Quote only the lines from the top of the listing below down to and including the line with "-180,7 +181,12 @@".
* * * *
PR #1428, opened 2020-06-20
check leveldb iterator error

cendhu:
#### Type of change

- Bug fix

#### Description

Goleveldb iterator does not explicitly return an error. We need to call the `itr.Error()` method on the iterator to check for the presence of any error. As the check is missing at a few places, this PR make the `leveldbhelper` pkg itself to return an error by explicitly calling `itr.Error()`
#### Additional details

In the subsequent PR, we would supply the fix for iter.Next() as well.

#### Related issues

### DIFF
--- a/common/ledger/util/leveldbhelper/leveldb_provider.go
+++ b/common/ledger/util/leveldbhelper/leveldb_provider.go
@@ -12,6 +12,7 @@ import (
 	"sync"
 
 	"github.com/hyperledger/fabric/common/ledger/dataformat"
+	"github.com/pkg/errors"
 	"github.com/syndtr/goleveldb/leveldb"
 	"github.com/syndtr/goleveldb/leveldb/iterator"
 )
@@ -172,7 +173,7 @@ func (h *DBHandle) WriteBatch(batch *UpdateBatch, sync bool) error {
 // GetIterator gets an handle to iterator. The iterator should be released after the use.
 // The resultset contains all the keys that are present in the db between the startKey (inclusive) and the endKey (exclusive).
 // A nil startKey represents the first available key and a nil endKey represent a logical key after the last available key
-func (h *DBHandle) GetIterator(startKey []byte, endKey []byte) *Iterator {
+func (h *DBHandle) GetIterator(startKey []byte, endKey []byte) (*Iterator, error) {
 	sKey := constructLevelKey(h.dbName, startKey)
 	eKey := constructLevelKey(h.dbName, endKey)
 	if endKey == nil {
@@ -180,7 +181,12 @@ func (h *DBHandle) GetIterator(startKey []byte, endKey []byte) *Iterator {
 		eKey[len(eKey)-1] = lastKeyIndicator
 	}
 	logger.Debugf("Getting iterator for range [%#v] - [%#v]", sKey, eKey)
-	return &Iterator{h.dbName, h.db.GetIterator(sKey, eKey)}
+	itr := h.db.GetIterator(sKey, eKey)
+	if err := itr.Error(); err != nil {
+		itr.Release()
+		return nil, errors.Wrapf(err, "internal leveldb error while obtaining db iterator")
+	}
+	return &Iterator{h.dbName, itr}, nil
 }
 
 // UpdateBatch encloses the details of multiple `updates`
--- a/core/ledger/pvtdatastorage/store.go
+++ b/core/ledger/pvtdatastorage/store.go
@@ -586,7 +586,10 @@ func (s *Store) GetPvtDataByBlockNum(blockNum uint64, filter ledger.PvtNsCollFil
 	}
 	startKey, endKey := getDataKeysForRangeScanByBlockNum(blockNum)
 	logger.Debugf("Querying private data storage for write sets using startKey=%#v, endKey=%#v", startKey, endKey)
-	itr := s.db.GetIterator(startKey, endKey)
+	itr, err := s.db.GetIterator(startKey, endKey)
+	if err != nil {
+		return nil, err
+	}
 	defer itr.Release()
 
 	var blockPvtdata []*ledger.TxPvtData
@@ -658,7 +661,10 @@ func (s *Store) GetMissingPvtDataInfoForMostRecentBlocks(maxBlock int) (ledger.M
 	lastCommittedBlock := atomic.LoadUint64(&s.lastCommittedBlock)
 
 	startKey, endKey := createRangeScanKeysForEligibleMissingDataEntries(lastCommittedBlock)
-	dbItr := s.db.GetIterator(startKey, endKey)
+	dbItr, err := s.db.GetIterator(startKey, endKey)
+	if err != nil {
+		return nil, err
+	}
 	defer dbItr.Release()
 
 	for dbItr.Next() {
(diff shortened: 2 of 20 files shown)


ale-linux (commented):
Thanks @cendhu. Could you please clarify the implications of this change to the committer path (if any)? Just to make sure we don't introduce any change that may lead to a fork. Thanks!

cendhu:
Good question, @ale-linux. Sorry for the long answer but I had to be comprehensive to convey that this PR is not adding a fork possibilities.

**Answer**
In this PR, the function signature has been changed to return an error ONLY for the following ledger APIs
- `func (h *DBHandle) GetIterator(startKey []byte, endKey []byte) (*Iterator, error) {`
- `func newMetadataHint(bookkeeper *leveldbhelper.DBHandle) (*metadataHint, error) {`
- `func (d *db) getNamespaceIterator(ns string) (*leveldbhelper.Iterator, error) {`

Given that all callers of these function already return an error, this PR does not introduce a new error in general and should not introduce a fork as per my analysis. In fact, only a very few functions missed to check `iter.Error()`.

Only in a goroutine in the ledger, this PR introduces a panic and is debatable. 
https://github.com/hyperledger/fabric/pull/1428/files#diff-19d675f588314393c7a74b5a587c1939R828-R831

This goroutine receives collection membership change event and moves ineligible missing data entries to eligible entries (as the peer has become a member now). If any issue occurs while reading entries from the db, the peer would panic as this error can occur mainly due to corrupted filesystem. Further, a single leveldb instance is used for all db. Hence, it is not possible to abort only a particular chain as well. 

**Additional Details** 
Any LevelDB iterator error might occur due to either 
- a corrupted filesystem or corrupted LevelDB files or 
- a closed DB (this should never occur unless there is a bug in the code). 

Hence, an iterator would return an error in a rare case only and the caller needs to decide whether to 

1.  Propagate the error to whoever called it and so on. 
2. Panic the peer. https://github.com/hyperledger/fabric/blob/c4d38024326e69bb85139ae4704e618f0f865d7a/gossip/state/state.go#L581
3. Stop processing the chain. https://github.com/hyperledger/fabric/blob/c4d38024326e69bb85139ae4704e618f0f865d7a/gossip/state/state.go#L576-L579
4. Log a warning message and continue. 
https://github.com/hyperledger/fabric/blob/c4d38024326e69bb85139ae4704e618f0f865d7a/gossip/privdata/pvtdataprovider.go#L297-L307

I am not going into the details of why the above functionalities result in a panic or an error or a warning as this response is already a big one 😄 (in short, it depends on the severity. For example, any error happens while fetching a pvtdata from other peers need not to panic or stop processing a chain). 

I am also aware of what happened with vscc and couchdb error but this PR wouldn't make a similar issue to reoccur. 

If I am missing something, please let me know.

core/ledger/pvtdatastorage/store.go
```diff
@@ -816,7 +825,10 @@ func (s *Store) processCollElgEvents() {
 	s.purgerLock.Lock()
 	defer s.purgerLock.Unlock()
 	collElgStartKey, collElgEndKey := createRangeScanKeysForCollElg()
-	eventItr := s.db.GetIterator(collElgStartKey, collElgEndKey)
+	eventItr, err := s.db.GetIterator(collElgStartKey, collElgEndKey)
+	if err != nil {
+		panic(err)
```
manish-sethi: Here and below, I would replace `panic` by an error return and then log the error in the caller. `panic` would be too harsh for a situation that neither causes all the functionality to be unavailable nor causes some data corruption. If we want to take more noticeable step, we could cause the channel to be declared as unusable but that may require more changes than what is in the scope of this PR.
So, I would just look at this PR something that improves the current code by logging the error (otherwise, the current behavior is not changed at all).

manish-sethi (changes requested):

common/ledger/util/leveldbhelper/leveldb_provider.go
```diff
@@ -172,15 +173,19 @@ func (h *DBHandle) WriteBatch(batch *UpdateBatch, sync bool) error {
...
 	eKey := constructLevelKey(h.dbName, endKey)
 	if endKey == nil {
 		// replace the last byte 'dbNameKeySep' by 'lastKeyIndicator'
 		eKey[len(eKey)-1] = lastKeyIndicator
 	}
 	logger.Debugf("Getting iterator for range [%#v] - [%#v]", sKey, eKey)
-	return &Iterator{h.dbName, h.db.GetIterator(sKey, eKey)}
+	itr := h.db.GetIterator(sKey, eKey)
+	if err := itr.Error(); err != nil {
+		return nil, errors.Wrapf(err, "internal leveldb error while obtaining db iterator")
```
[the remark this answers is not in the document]
cendhu: Agree.

core/ledger/pvtdatastorage/store.go
cendhu: I do not have a strong opinion on this. I agree that only functionality that gets affected is that the new collection member would not get the private data. This could leads to endorsement failures due to missing pvtdata in the stateDB. When that happens, it is an operational challenge to see the error from the log and then use a different disk or new peer (depending on the root cause of the error). Hence, I thought it is better to panic here to ease operational task. If you prefer to only log errors, I will update the code.

manish-sethi: What you mentioned above is the current behavior as well. No change in that as such, except that the error would now be logged and the task would not be cleared off.
If you want to change the behavior, IMO, the error state should be recorded such that the private data retrieval function should report the error to the caller. If you want to go that far, I would encourage to deal with that in a separate PR. But, as I mentioned before, `panic` is too brutal for this error.

cendhu: As this is a goroutine, the error propagation is quite hard to do. A larger refactoring is required as you mentioned. For now, I have reverted to the old behaviour + error logs.

core/ledger/pvtdatastorage/store.go
```diff
@@ -801,22 +810,31 @@ func (s *Store) retrieveExpiryEntries(minBlkNum, maxBlkNum uint64) ([]*expiryEnt
 
 func (s *Store) launchCollElgProc() {
 	go func() {
-		s.processCollElgEvents() // process collection eligibility events when store is opened - in case there is an unprocessed events from previous run
+		if err := s.processCollElgEvents(); err != nil {
+			// process collection eligibility events when store is opened -
+			// in case there is an unprocessed events from previous run
+			logger.Errorf("failed to process collection eligibility event [%s]", err)
+		}
```
manish-sethi: [%s] -> %+v (print stack trace as well). Also, it may be good to start using `logger.Errorw` that would print the error as a separate field.

core/ledger/pvtdatastorage/store.go
```diff
@@ -801,22 +810,31 @@ func (s *Store) retrieveExpiryEntries(minBlkNum, maxBlkNum uint64) ([]*expiryEnt
...
 		for {
 			logger.Debugf("Waiting for collection eligibility event")
 			s.collElgProcSync.waitForNotification()
-			s.processCollElgEvents()
+			if err := s.processCollElgEvents(); err != nil {
+				logger.Errorf("failed to process collection eligibility event [%s]", err)
```
manish-sethi: same as above

core/ledger/pvtdatastorage/store.go
```diff
@@ -801,22 +810,31 @@ func (s *Store) retrieveExpiryEntries(minBlkNum, maxBlkNum uint64) ([]*expiryEnt
 
 func (s *Store) launchCollElgProc() {
 	go func() {
-		s.processCollElgEvents() // process collection eligibility events when store is opened - in case there is an unprocessed events from previous run
+		if err := s.processCollElgEvents(); err != nil {
+			// process collection eligibility events when store is opened -
+			// in case there is an unprocessed events from previous run
+			logger.Errorw("failed to process collection eligibility events", "err", err)
+		}
```
manish-sethi, line 817: Thanks @cendhu. It will be good to add a test for this log event, as this is kind of part of the behavior that we count on. I am fine merging this PR, has it has wide spread change. You can do this in a separate PR.

manish-sethi (dismissed):

core/ledger/pvtdatastorage/store.go
cendhu: Done.

core/ledger/pvtdatastorage/store.go
cendhu: Done.

core/ledger/pvtdatastorage/store.go
cendhu: Done.

manish-sethi (approved):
* * * *
--- Output for this exercise ---
PR #1428, opened 2020-06-20
check leveldb iterator error

cendhu:
#### Type of change

- Bug fix

#### Description

Goleveldb iterator does not explicitly return an error. We need to call the `itr.Error()` method on the iterator to check for the presence of any error. As the check is missing at a few places, this PR make the `leveldbhelper` pkg itself to return an error by explicitly calling `itr.Error()`
#### Additional details

In the subsequent PR, we would supply the fix for iter.Next() as well.

#### Related issues

### DIFF
--- a/common/ledger/util/leveldbhelper/leveldb_provider.go
+++ b/common/ledger/util/leveldbhelper/leveldb_provider.go
@@ -12,6 +12,7 @@ import (
 	"sync"
 
 	"github.com/hyperledger/fabric/common/ledger/dataformat"
+	"github.com/pkg/errors"
 	"github.com/syndtr/goleveldb/leveldb"
 	"github.com/syndtr/goleveldb/leveldb/iterator"
 )
@@ -172,7 +173,7 @@ func (h *DBHandle) WriteBatch(batch *UpdateBatch, sync bool) error {
 // GetIterator gets an handle to iterator. The iterator should be released after the use.
 // The resultset contains all the keys that are present in the db between the startKey (inclusive) and the endKey (exclusive).
 // A nil startKey represents the first available key and a nil endKey represent a logical key after the last available key
-func (h *DBHandle) GetIterator(startKey []byte, endKey []byte) *Iterator {
+func (h *DBHandle) GetIterator(startKey []byte, endKey []byte) (*Iterator, error) {
 	sKey := constructLevelKey(h.dbName, startKey)
 	eKey := constructLevelKey(h.dbName, endKey)
 	if endKey == nil {
@@ -180,7 +181,12 @@ func (h *DBHandle) GetIterator(startKey []byte, endKey []byte) *Iterator {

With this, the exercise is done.